● **Work task**: Your task is to copy each line of the material that holds the word "contained".

● **Supplied material**:
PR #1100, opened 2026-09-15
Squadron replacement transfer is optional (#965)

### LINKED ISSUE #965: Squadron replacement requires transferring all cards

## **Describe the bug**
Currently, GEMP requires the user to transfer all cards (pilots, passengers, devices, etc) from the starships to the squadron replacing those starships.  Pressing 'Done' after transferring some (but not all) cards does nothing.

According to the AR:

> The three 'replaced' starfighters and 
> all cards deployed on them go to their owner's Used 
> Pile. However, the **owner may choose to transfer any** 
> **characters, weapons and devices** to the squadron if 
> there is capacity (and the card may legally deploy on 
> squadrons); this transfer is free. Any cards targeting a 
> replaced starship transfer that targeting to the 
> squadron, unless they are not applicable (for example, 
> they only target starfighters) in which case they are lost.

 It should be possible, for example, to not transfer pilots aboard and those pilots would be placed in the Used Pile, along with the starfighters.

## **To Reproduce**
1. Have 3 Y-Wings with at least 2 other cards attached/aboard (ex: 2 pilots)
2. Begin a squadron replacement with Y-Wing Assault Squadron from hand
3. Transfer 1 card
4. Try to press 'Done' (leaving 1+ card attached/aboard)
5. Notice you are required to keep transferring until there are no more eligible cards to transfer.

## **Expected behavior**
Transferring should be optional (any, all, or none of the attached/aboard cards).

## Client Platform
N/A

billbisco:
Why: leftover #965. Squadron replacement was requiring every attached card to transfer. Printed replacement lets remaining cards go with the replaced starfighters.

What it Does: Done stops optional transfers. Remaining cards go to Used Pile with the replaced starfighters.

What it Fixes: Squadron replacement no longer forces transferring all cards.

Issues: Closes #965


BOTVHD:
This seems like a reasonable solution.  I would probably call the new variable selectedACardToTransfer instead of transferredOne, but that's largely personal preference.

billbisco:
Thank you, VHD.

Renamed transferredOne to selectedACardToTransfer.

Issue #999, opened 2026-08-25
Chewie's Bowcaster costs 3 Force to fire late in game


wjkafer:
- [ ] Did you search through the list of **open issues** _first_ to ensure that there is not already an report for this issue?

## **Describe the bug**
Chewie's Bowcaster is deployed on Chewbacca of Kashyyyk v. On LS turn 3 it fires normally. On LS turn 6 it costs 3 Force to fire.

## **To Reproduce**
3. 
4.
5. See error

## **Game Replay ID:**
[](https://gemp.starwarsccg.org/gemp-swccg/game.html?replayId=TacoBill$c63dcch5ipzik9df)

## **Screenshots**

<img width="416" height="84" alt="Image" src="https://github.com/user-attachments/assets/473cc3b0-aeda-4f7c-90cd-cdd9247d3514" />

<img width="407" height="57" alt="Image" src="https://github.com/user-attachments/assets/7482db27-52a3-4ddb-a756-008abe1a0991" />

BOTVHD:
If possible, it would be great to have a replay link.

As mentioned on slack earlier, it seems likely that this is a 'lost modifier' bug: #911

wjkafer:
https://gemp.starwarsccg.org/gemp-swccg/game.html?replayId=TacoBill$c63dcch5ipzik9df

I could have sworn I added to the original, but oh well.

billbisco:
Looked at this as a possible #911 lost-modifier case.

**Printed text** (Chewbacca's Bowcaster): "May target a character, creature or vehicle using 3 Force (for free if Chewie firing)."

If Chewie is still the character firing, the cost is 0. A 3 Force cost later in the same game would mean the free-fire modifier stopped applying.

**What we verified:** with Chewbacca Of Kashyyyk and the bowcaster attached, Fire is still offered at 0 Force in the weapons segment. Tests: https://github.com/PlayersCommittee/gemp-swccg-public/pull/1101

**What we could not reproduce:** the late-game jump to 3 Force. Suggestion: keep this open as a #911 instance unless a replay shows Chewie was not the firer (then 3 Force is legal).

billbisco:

==

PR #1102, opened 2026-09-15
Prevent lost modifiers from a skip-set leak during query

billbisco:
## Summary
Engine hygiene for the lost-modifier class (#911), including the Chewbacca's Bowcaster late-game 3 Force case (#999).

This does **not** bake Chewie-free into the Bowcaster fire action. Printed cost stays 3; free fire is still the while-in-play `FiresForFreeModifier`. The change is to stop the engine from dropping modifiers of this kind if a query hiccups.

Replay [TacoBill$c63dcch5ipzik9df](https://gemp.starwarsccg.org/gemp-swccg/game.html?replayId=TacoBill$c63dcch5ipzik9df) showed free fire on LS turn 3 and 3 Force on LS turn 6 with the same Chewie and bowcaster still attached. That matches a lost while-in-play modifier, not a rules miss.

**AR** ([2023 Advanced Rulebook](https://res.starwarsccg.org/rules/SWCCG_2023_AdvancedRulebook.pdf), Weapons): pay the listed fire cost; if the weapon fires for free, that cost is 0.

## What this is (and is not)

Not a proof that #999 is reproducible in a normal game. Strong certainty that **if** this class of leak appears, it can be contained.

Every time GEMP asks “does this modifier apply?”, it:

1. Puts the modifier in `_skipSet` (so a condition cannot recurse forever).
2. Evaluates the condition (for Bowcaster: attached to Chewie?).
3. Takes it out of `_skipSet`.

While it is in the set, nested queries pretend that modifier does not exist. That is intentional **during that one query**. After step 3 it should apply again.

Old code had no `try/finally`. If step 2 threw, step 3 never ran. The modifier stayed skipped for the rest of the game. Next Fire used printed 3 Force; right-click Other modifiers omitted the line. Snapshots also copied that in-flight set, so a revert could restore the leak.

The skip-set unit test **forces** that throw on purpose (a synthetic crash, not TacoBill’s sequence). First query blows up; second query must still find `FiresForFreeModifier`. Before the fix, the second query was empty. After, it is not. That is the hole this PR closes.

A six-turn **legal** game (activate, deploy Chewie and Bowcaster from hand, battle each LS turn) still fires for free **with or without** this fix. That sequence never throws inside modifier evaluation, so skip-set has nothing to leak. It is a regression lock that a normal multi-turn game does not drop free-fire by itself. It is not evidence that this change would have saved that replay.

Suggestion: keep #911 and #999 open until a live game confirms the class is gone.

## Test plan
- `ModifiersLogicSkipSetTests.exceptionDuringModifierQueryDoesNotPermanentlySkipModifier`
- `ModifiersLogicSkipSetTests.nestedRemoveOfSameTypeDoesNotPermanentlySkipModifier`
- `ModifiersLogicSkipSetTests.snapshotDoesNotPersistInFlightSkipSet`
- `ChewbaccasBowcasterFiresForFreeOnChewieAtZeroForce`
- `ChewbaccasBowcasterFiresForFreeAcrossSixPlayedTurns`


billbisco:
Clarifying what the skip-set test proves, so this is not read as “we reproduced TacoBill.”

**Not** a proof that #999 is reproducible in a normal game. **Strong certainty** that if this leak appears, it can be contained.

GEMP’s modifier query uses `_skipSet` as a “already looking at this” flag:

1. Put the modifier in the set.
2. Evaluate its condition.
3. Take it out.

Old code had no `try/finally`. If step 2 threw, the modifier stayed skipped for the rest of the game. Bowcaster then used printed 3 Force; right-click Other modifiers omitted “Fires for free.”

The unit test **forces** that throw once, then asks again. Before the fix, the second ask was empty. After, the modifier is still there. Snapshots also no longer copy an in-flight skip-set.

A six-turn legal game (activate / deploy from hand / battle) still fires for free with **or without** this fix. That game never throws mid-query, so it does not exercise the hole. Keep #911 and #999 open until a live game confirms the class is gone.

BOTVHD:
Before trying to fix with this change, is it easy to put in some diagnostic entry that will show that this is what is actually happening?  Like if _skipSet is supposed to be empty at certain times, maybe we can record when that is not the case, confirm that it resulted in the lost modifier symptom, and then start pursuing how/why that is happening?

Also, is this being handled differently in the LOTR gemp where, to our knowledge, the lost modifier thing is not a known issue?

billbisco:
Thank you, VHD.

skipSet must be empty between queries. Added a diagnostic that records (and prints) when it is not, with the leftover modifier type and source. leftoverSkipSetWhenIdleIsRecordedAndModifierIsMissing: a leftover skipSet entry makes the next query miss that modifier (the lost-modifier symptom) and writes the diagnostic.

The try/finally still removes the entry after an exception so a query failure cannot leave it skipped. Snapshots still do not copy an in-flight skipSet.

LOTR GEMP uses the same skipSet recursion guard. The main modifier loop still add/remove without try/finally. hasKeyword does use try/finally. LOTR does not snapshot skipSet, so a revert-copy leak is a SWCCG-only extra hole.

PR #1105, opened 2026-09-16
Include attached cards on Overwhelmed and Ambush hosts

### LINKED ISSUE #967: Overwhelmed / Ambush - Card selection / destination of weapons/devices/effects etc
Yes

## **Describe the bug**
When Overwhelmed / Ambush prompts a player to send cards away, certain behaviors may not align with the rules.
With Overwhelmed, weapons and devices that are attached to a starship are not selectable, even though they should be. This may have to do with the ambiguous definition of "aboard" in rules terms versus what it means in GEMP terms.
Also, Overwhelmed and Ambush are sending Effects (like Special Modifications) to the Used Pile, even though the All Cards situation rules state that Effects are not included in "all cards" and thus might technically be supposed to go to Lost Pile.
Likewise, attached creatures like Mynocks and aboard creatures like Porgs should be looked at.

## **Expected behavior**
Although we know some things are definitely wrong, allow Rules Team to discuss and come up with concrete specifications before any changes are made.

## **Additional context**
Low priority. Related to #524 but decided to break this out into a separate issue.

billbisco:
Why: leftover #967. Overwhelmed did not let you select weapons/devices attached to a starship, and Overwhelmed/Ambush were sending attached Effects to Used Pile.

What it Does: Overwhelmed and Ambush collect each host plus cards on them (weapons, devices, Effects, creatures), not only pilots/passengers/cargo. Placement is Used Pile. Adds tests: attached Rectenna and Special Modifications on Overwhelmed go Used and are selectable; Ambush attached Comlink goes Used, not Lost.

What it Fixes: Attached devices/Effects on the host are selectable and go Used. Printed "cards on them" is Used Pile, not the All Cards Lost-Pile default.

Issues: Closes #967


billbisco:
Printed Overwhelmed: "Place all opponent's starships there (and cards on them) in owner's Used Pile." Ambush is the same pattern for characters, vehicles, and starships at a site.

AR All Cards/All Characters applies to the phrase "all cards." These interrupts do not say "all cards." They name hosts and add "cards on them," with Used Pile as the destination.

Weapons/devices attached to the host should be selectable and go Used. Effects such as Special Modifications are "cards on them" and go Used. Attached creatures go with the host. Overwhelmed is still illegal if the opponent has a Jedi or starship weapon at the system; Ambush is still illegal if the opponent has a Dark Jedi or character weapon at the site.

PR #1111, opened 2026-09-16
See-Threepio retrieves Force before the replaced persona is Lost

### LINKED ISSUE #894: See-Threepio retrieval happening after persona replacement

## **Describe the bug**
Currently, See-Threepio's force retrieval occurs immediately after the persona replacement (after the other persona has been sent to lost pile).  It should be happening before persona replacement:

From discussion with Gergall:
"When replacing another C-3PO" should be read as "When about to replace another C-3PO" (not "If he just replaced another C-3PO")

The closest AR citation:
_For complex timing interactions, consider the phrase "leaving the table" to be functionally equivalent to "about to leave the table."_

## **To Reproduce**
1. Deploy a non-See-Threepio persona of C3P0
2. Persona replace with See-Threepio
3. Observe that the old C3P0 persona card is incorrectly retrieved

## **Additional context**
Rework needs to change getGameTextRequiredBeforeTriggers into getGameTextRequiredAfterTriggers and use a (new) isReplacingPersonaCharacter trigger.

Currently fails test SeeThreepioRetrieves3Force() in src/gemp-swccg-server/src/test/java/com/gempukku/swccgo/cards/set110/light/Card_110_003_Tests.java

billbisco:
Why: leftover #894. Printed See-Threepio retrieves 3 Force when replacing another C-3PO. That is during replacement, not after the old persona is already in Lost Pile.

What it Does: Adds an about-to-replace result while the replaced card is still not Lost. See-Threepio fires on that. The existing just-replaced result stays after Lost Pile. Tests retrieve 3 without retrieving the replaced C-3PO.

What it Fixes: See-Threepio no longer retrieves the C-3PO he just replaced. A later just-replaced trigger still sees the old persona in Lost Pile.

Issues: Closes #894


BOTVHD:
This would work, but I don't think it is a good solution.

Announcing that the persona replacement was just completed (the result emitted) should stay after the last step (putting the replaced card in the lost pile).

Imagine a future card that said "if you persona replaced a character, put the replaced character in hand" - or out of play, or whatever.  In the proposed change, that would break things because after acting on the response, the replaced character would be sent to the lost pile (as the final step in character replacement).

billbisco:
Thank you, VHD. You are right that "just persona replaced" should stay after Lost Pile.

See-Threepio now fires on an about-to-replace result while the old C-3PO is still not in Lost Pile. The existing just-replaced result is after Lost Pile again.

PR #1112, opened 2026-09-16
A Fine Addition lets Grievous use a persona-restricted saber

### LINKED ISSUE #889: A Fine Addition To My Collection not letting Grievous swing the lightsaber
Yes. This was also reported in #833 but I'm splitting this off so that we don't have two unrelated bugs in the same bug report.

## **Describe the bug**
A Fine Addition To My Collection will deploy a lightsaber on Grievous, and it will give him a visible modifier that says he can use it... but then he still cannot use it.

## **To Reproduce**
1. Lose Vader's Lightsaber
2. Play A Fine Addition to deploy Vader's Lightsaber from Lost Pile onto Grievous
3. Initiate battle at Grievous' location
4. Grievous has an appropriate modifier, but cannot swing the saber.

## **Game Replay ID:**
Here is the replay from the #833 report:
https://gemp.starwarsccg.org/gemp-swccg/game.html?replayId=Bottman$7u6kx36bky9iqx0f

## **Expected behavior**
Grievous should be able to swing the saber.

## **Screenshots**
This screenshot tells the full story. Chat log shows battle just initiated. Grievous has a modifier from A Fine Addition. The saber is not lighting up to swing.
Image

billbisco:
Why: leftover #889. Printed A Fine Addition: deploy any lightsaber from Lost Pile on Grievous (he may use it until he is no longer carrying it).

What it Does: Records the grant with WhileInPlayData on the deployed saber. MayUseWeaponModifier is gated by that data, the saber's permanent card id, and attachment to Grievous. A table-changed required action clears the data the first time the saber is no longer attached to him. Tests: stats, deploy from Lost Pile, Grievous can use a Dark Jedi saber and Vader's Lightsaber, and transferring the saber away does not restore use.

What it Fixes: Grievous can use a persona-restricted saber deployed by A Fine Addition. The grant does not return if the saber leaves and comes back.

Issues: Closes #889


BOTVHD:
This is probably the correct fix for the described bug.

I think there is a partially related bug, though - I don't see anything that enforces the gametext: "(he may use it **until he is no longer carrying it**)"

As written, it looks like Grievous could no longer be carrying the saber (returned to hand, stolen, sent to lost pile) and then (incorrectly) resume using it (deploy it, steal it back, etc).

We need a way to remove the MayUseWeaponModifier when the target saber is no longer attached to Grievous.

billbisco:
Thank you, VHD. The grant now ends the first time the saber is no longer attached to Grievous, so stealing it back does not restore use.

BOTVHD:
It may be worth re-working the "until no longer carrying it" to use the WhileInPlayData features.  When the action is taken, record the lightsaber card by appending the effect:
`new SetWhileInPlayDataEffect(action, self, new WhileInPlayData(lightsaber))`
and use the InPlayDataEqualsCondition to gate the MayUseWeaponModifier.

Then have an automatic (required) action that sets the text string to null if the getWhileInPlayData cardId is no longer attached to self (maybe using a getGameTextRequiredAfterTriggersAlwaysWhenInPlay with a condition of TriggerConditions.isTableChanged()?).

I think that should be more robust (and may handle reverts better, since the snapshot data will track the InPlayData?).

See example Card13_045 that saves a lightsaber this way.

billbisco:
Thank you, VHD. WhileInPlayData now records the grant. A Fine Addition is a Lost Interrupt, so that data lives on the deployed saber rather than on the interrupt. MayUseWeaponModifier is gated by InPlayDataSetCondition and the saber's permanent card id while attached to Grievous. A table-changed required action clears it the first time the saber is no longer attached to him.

* * *

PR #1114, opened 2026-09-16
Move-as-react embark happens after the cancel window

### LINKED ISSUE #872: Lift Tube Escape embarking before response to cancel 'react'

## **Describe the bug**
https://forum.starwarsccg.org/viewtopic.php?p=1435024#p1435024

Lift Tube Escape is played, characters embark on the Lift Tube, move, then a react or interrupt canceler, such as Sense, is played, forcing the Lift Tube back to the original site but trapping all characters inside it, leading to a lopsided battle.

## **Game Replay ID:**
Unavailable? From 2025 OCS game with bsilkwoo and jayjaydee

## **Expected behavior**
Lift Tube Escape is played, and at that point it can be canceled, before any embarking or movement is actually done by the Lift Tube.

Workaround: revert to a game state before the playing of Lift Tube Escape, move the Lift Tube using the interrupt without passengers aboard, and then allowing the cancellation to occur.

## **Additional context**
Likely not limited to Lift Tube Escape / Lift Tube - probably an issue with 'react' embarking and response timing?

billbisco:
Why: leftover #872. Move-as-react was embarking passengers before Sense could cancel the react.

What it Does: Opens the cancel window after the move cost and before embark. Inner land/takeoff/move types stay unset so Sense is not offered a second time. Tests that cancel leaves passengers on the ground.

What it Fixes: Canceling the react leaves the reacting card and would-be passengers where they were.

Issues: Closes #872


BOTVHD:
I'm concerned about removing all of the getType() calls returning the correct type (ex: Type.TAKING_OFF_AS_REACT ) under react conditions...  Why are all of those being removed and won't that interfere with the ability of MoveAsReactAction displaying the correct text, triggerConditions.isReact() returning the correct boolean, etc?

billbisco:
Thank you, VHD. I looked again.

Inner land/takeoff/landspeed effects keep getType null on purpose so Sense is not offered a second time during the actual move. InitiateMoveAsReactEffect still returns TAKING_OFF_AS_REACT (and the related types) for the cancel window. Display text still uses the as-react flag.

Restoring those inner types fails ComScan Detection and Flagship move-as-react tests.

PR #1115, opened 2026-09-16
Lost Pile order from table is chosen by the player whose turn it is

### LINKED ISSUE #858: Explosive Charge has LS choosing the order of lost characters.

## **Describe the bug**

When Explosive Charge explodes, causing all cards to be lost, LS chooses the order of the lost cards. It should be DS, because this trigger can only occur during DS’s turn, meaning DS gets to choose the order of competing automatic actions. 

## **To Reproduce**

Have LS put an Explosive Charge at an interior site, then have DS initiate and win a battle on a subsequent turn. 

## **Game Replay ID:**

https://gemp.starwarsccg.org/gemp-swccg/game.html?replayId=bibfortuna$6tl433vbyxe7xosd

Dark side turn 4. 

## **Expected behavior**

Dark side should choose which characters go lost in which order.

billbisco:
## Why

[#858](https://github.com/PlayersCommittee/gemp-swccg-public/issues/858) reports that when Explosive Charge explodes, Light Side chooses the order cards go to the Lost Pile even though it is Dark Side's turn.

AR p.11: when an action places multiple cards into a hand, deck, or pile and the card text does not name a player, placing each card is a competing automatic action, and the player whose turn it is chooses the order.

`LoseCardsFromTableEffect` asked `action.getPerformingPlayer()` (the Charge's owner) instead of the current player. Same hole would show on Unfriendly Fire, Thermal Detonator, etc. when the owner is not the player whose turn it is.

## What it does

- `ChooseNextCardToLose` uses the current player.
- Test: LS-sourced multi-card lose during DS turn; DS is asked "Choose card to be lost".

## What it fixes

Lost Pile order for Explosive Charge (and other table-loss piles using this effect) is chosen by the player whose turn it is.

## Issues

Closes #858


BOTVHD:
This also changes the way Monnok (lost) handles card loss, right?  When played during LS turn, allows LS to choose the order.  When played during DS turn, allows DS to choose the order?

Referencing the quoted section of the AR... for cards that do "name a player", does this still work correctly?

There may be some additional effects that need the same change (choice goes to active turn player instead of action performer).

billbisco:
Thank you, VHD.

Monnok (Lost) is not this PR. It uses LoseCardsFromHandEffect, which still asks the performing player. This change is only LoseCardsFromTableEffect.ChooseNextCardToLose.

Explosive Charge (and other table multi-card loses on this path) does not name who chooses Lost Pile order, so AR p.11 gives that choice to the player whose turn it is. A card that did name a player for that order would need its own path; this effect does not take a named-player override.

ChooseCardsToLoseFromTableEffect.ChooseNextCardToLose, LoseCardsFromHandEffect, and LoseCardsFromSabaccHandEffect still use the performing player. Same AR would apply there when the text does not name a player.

● **Reply to the task**:
Not a proof that #999 is reproducible in a normal game. Strong certainty that **if** this class of leak appears, it can be contained.
**Not** a proof that #999 is reproducible in a normal game. **Strong certainty** that if this leak appears, it can be contained.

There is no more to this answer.